It is very convenient for the Inet Control (Internet Transfer Control) to download HTML code from a webpage. However, there is a problem that garbled characters may occur when reading a webpage encoded with UTF-8. This is no wonder that VB supports UNICODE encoding by default, and is naturally overwhelmed when reading UTF-8 data.
(Note: If you do not know the meaning of the above mentioned character encoding methods, then you should first read this article: a variety of character encoding methods (ANSI, UNICODE, UTF-8, GB2312, GBK), if you already know, please continue)
How can we convert UTF-8 webpage data to UNICODE?
First, the data obtained by Inet must be obtained in binary format, for example:
Asynchronous call:
Private Sub commandementclick ()
Dim StrUrl As String
StrUrl = Text1.Text
Inet1.Execute StrUrl, "GET"
End Sub
Private Sub inetaskstatechanged (ByVal State As Integer)
If State = icResponseCompleted Then
Dim BinBuff () As Byte
BinBuff = Inet1.GetChunk (0, icByteArray)
End If
End Sub
Synchronous call:
Private Sub Command2_Click ()
Dim BinBuff () As Byte
Dim StrUrl As String
StrUrl = Text1.Text
BinBuff = Inet1.OpenURL (Text1.Text, icByteArray)
RichTextBox1.Text = Utf8ToUnicode (BinBuff)
End Sub
The above is the code for retrieving binary data from inet.
Add Module
'Utf-8 conversion UNICODE code
Option Explicit
Private Declare Function MultiByteToWideChar Lib "kernel32" (ByVal CodePage As Long, ByVal dwFlags As Long, ByVal encoded As Long, ByVal cchMultiByte As Long, ByVal lpWideCharStr As Long, ByVal cchWideChar As Long) as Long
Private Const cp_utf8= 65001
Function Utf8ToUnicode (ByRef Utf () As Byte) As String
Dim lRet As Long
Dim lLength As Long
Dim lBufferSize As Long
LLength = UBound (Utf)-LBound (Utf) + 1
If lLength <= 0 Then Exit Function
LBufferSize = lLength * 2
Utf8ToUnicode = String $ (lBufferSize, Chr (0 ))

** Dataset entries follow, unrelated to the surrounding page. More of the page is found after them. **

Issue #1753, opened 2022-09-15
[local.conf  add   maxAcceptablePacketLossRatio ] 


daifeilail:
{
    "settings": {
        "secondaryPort": 9993,
        "tertiaryPort": 9993,
        "interfacePrefixBlacklist": [
            "docker",
            "eth"
        ],
        "defaultBondingPolicy": "balance-rr",
        "policies": {
		     
            "balance-rr": {
			    
                "upDelay": 30000,
                "downDelay": 1000,
                "failoverInterval": 500,
                "linkSelectMethod": "always",
		"maxAcceptablePacketLossRatio":0.15

            }
        }
    }
}

The above configuration can realize BOND of multiple hosts

in local.conf
Add the allowable packet loss rate For example, my use case only allows a maximum packet loss rate of 5%. more than 2 seconds. The multipath should be removed.
Until the detection is normal, the Packet will be allocated to it again
                 "upDelay": 30000,
                 "downDelay": 2000,
                 "failoverInterval": 500,

"maxAcceptablePacketLossRatio":0.05

5% packet loss rate. 2 seconds Drop line. The packet loss rate is less than 5%, and it will be redistributed to the traffic after 30 seconds

Translate with GOOGLE

Issue #1745, opened 2022-09-03
Update multipath / bonding documentation to match reality


grapexy:
From a week or two of testing ZT multipath, I've learned that following documentation will often lead to many hours of debugging, only to discover that docs were wrong.

[Multipath](https://docs.zerotier.com/zerotier/multipath/) page full of errors. Including outdated enum naming, documenting not currently implemented functionality without a proper disclaimer, documenting sample settings that are outright wrong to name a few. This should be properly updated to fix these issues.

Several issues that I've noticed:

1. Usage of built-in policy names for custom policies:
```
{
  "settings":
  {
    "defaultBondingPolicy": "balance-aware",
    "policies":
    {
      "balance-aware":
      {
        "basePolicy": "balance-aware",
      }
    }
  }
}
```
This will result in error:
`error: custom policy balance-aware will be ignored, cannot use standard policy names for custom policies`

2. Docs are using `quality` key for link quality weights, but ZT expects `qualityWeights`.
3. `balancePolicy` for `balance-aware` does not appear to be used anywhere. I.e. packet-based load-balancing is not currently implemented.
4. I may be wrong on this, but it doesn't look like link speed is taken into account for path selection at all.

In some cases, it's not clear if it's the docs that are wrong, or zt-one, so it would be nice to shine some light on the state of multipath in general. At the very least, I think it's critical to properly label or remove currently unimplemented functionality from the docs.

joseph-henry:
@grapexy Thanks again for your PR as well as general testing. There's some [new documentation](https://docs.zerotier.com/zerotier/multipath) that reflects new updates to the `dev` branch. There's still some more work in the pipeline but things should match up a little more closely now. To answer your questions:

1) This is by design. We only wanted custom behavior for non-standard policies since one might re-use a standard policy elsewhere in the config file. So, any time you tweak a parameter it'll need to be a different name.

2) This has now been fixed and is `linkQuality`. The `balance-aware` section has an [example](https://docs.zerotier.com/zerotier/multipath#balance-aware)

3) This was because `balance-aware` proved unstable in its earliest implementation and was temporarily removed. An updated implementation is now included. 

4) Correct. This was part of the `-aware` portion that was removed. It is now re-added as `capacity` and is used to hint to ZeroTier the "diameter of the pipe" in a vague sense. This will result in proportional allocation now.

[...]

PR #2086, opened 2023-08-04
Don't skip hellos when there are no paths available

laduke:
For discussion, 

working on #2082

This change helps with the issue, but i can imagine some down sides. 

This chunk of code was last changed in 

e1f60e3f8 - Behavioral changes to multipath balance modes (See: #1745 and #1753) 

right before 1.10.2 which matches some of the user's observations.

Test it out on a mac:
turn off wifi
start zerotier
turn on wifi
look at zerotier-cli peers and or try to ping a remote node

try it with and without the patch. 

We can come up with some smarter logic for deciding when to ping or not. And of course I'll remove the printfs and other junk.

### DIFF
--- a/.github/workflows/validate-1m-linux.sh
+++ b/.github/workflows/validate-1m-linux.sh
@@ -71,26 +71,6 @@ main() {
 	# Allow forwarding
 	sysctl -w net.ipv4.ip_forward=1
 
-	echo -e "\nPing from host to namespaces"
-
-	ping -c 3 192.168.0.1
-	ping -c 3 192.168.1.1
-
-	echo -e "\nPing from namespace to host"
-
-	$NS1 ping -c 3 192.168.0.1
-	$NS1 ping -c 3 192.168.0.1
-	$NS2 ping -c 3 192.168.0.2
-	$NS2 ping -c 3 192.168.0.2
-
-	echo -e "\nPing from ns1 to ns2"
-
-	$NS1 ping -c 3 192.168.0.1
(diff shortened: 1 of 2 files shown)


laduke:
Thinking about this at the moment:

https://github.com/zerotier/ZeroTierOne/blob/c6f07ee19fd78acd8a04700388684c09a1cb604c/service/OneService.cpp#L1176-L1187


later 

https://github.com/zerotier/ZeroTierOne/blob/c6f07ee19fd78acd8a04700388684c09a1cb604c/service/OneService.cpp#L1232-L1249


`_binder.refresh()` does io, but `_binder.allBoundLocalInterfaceAddresses()` and `_node->addLocalInterfaceAddress` don't, they just move some values around. 

But binder refresh is actually on a shorter timer 

`#define ZT_LOCAL_INTERFACE_CHECK_INTERVAL 60000`
`#define ZT_BINDER_REFRESH_PERIOD 30000`

that means 
`_node->processBackgroundTasks`  won't know about new physical addresses for an extra while when it tries to Hello.

joseph-henry:
Testing https://github.com/zerotier/ZeroTierOne/pull/2086/commits/704e59ce246ce5963cef46bf4083954378e8c3bd on Linux I see it reducing startup time from about `180` seconds on average to `18` seconds on average. The range being (`4` s to `25` s)

laduke:
nice. i've trimmed out all the debug stuff and force pushed.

LRet = MultiByteToWideChar (CP_UTF8, 0, VarPtr (Utf (0), lLength, StrPtr (Utf8ToUnicode), lBufferSize)
If lRet <> 0 Then
Utf8ToUnicode = Left (Utf8ToUnicode, lRet)
Else
Utf8ToUnicode = ""
End If
End Function
The Utf8ToUnicode function converts the binary array received by Inet to a UNICODE string. If the input parameter is a binary array, the converted string is returned.
The above code can be:
Private Sub inetaskstatechanged (ByVal State As Integer)
If State = icResponseCompleted Then
Dim BinBuff () As Byte
BinBuff = Inet1.GetChunk (0, icByteArray)
RichTextBox1.Text = Utf8ToUnicode (BinBuff)
End If
End Sub
The returned result is displayed in RichTextBox1, And the garbled Chinese characters are displayed normally now.